Leighton hatte sich in mich verliebt. Wie ein Stein drückte die Tatsache auf meine Brust, veranlasste mich dazu besonders vorsichtig mit ihm umzugehen. Ich wollte ihm gegenüber nichts tun, was unbewusst etwas bei ihm in Bewegung setzte mit dem ich ihn verletzten könnte.
Seit ich Leightons Haustür nach Sylvester so lang blockiert hatte, bis seine Mutter mich hingelassen hat, überdachte ich jedes Wort, dass ich zu ihm sagte drei mal.
"Du musst nicht so tun, als müsstest du mir sagen, dass ich sterben werde Kaileigh. Rede ordentlich mit mir." Meinte er, als ich ihm erklärte, dass ich ihm seine Lage nicht noch schwerer machen wollte, wie sie war.
"Ich bin davor auch schon damit klar gekommen."
Leighton rollte mit den Augen.
Ihn nicht ernst nehmend schielte ich zu ihm. "Na klar. Das habe ich gemerkt, als Arthur und ich allein bei ihm waren." erinnerte ich Leighton an sein Joker Lächeln und wie unheimlich er sich an dem Abend verhalten hat.

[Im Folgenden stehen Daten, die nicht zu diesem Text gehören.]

PR #1538, opened 2019-10-01
IsFileSystemSupported: cleanup test files on Mac

wilbaker:
IsFileSystemSupported was leaving around test files it uses to
test if the file system is case sensitive.  Fix up the paths it
uses for its tests.

### DIFF
--- a/GVFS/GVFS.Platform.Mac/MacFileSystem.cs
+++ b/GVFS/GVFS.Platform.Mac/MacFileSystem.cs
@@ -32,20 +32,21 @@ namespace GVFS.Platform.Mac
 
         public override bool IsFileSystemSupported(string path, out string error)
         {
-            string lowerCaseFile = Guid.NewGuid().ToString().ToLower();
-            string upperCaseFile = lowerCaseFile.ToUpper();
             error = null;
 
             try
             {
-                File.Create(Path.Combine(path, lowerCaseFile));
-                if (File.Exists(Path.Combine(path, upperCaseFile)))
+                string lowerCaseFilePath = Path.Combine(path, $"casetest{Guid.NewGuid().ToString()}");
+                string upperCaseFilePath = lowerCaseFilePath.ToUpper();
+
+                File.Create(lowerCaseFilePath);
+                if (File.Exists(upperCaseFilePath))
                 {
-                    File.Delete(lowerCaseFile);
+                    File.Delete(lowerCaseFilePath);
                     return true;
                 }
 
-                File.Delete(lowerCaseFile);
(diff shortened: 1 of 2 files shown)


GVFS/GVFS.Platform.Mac/MacFileSystem.cs
```diff
@@ -32,20 +32,21 @@ public override bool IsSocket(string fileName)
...
-            string lowerCaseFile = Guid.NewGuid().ToString().ToLower();
-            string upperCaseFile = lowerCaseFile.ToUpper();
             error = null;
 
             try
             {
-                File.Create(Path.Combine(path, lowerCaseFile));
-                if (File.Exists(Path.Combine(path, upperCaseFile)))
+                string lowerCaseFilePath = Path.Combine(path, Guid.NewGuid().ToString().ToLower());
+                string upperCaseFilePath = lowerCaseFilePath.ToUpper();
```
kewillford: This shouldn't make a difference but it is now upper casing the entire path instead of just the filename.  It should be a valid test for whether the file system is case sensitive or not still though so it should still work.

wilbaker: Yeah, I decided the code was simpler to upper-case everything in the path.

wilbaker:
> Any tests we can add?

I should be able to add tests that `clone` and `mount` only create what we expect in the root.

GVFS/GVFS.Platform.Mac/MacFileSystem.cs
```diff
@@ -32,20 +32,21 @@ public override bool IsSocket(string fileName)
...
         {
-            string lowerCaseFile = Guid.NewGuid().ToString().ToLower();
-            string upperCaseFile = lowerCaseFile.ToUpper();
             error = null;
 
             try
             {
-                File.Create(Path.Combine(path, lowerCaseFile));
-                if (File.Exists(Path.Combine(path, upperCaseFile)))
+                string lowerCaseFilePath = Path.Combine(path, Guid.NewGuid().ToString().ToLower());
```
derrickstolee: An aside: what are the chances that a GUID has no letters?

  10^32 / 16^32 = (5/8)^32 &approx;  1.7067^(-68)

OK. This is reasonable.

wilbaker: That's a good point, it would be more robust to name the file something like `$"casetest{GUID}"`

Any objections to make that change as part of this?

derrickstolee: Sounds like a simple change. Thanks!

PR #1545, opened 2019-10-02
Add message to sparse disable

### LINKED ISSUE #1458: GVFS sparse "No folders in sparse list" text should be expanded
As I understand it, the way gvfs sparse works is that if there are no folders in the sparse list, everything is projected. So, when I'm in that state, and I run gvfs sparse -l, I get:

No folders in sparse list.

I would like to suggest this get expanded to:

"No folders in sparse list. When the sparse list is empty, all folders are projected"

kewillford:
Give some extra information to the user about what will happen when running the `--disable` option

Resolves #1458

### DIFF
--- a/GVFS/GVFS/CommandLine/SparseVerb.cs
+++ b/GVFS/GVFS/CommandLine/SparseVerb.cs
@@ -106,6 +106,15 @@ Folders need to be relative to the repos root directory.")
                     EventLevel.Informational,
                     Keywords.Any);
 
+                EventMetadata metadata = new EventMetadata();
+                metadata.Add(nameof(this.Set), this.Set);
+                metadata.Add(nameof(this.File), this.File);
+                metadata.Add(nameof(this.Add), this.Add);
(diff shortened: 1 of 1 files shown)


GVFS/GVFS/CommandLine/SparseVerb.cs
```diff
@@ -120,6 +120,7 @@ protected override void Execute(GVFSEnlistment enlistment)
                     {
                         if (directories.Count > 0)
                         {
+                            this.Output.WriteLine("Removing all folders from sparse list. When the sparse list is empty, all folders are projected.");
```
wilbaker: Use `this.WriteMessage` here?  It looks like we're writing the other messages in this method to the log.

A bit outside the scope of this PR, but are the values of the parameters being written to the log somewhere (I had trouble finding where they would be)?  If they're not, could we log them?  If we have support issues it would be helpful to see what parameters were passed to the verb.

Er seufzte und schob die Hände in die Jackentaschen.
"Ich... ich war erschrocken okay? Ich dachte nicht, dass ihr das so schell angeht." redete Leighton sich heraus.
Mit seinen Schuhen kickte er einen Stein vor sich hin. "Es war übrigens echt offensichtlich, dass ihr davor herumgeknutscht habt." murmelnd versank er in seiner Winterjacke und starrte auf den Boden.
Ich biss mir auf die Wange.
Ein seufzend verkneifend harkte ich mich bei Leighton unter, aber sagte nichts. Fieberhaft suchte ich nach den richtigen Worten, wollte nicht unüberlegt das herausplaudern, was mir durch den Kopf ging.
Wieder tat ich das, das Leighton nicht von mir wollte, ich behandelte ihn, als müsste ich ihm von seinem Tod berichten.
"Eigentlich..." ich hielt inne und drückte Leightons Arm.
"Kai, ich hab dir was gesagt. Ich sterbe nicht, du kannst mit mir ganz normal reden." erinnerte Leighton mich mit einem unterdrückten lachen.
"Ich weiß, aber... ich will dir nicht weh tun, Leighton. Ich stelle mir das nicht einfach für dich vor." packte ich meine Gedanken aus.
Er seufzte. "Das ist es auch nicht. Aber es bringt mich auch nicht um, in dich verliebt zu sein. Eigentlich reicht es mir schon, dass du mir nicht das Brett vor den Kopf geschlagen hast und mich nie wieder sehen willst." Leighton sprach, als redeten wir über das Wetter und nicht über seine Gefühle mir gegenüber.
Ich ging mit der ganzen Angelegenheit angespannter um.
"Ich... Leighton, das könnte ich nicht. Wir sind beste Freunde schon vergessen? Ich kann dich nicht einfach verlieren und ersetzen und das musste auch Arthur bitter zu spüren bekommen."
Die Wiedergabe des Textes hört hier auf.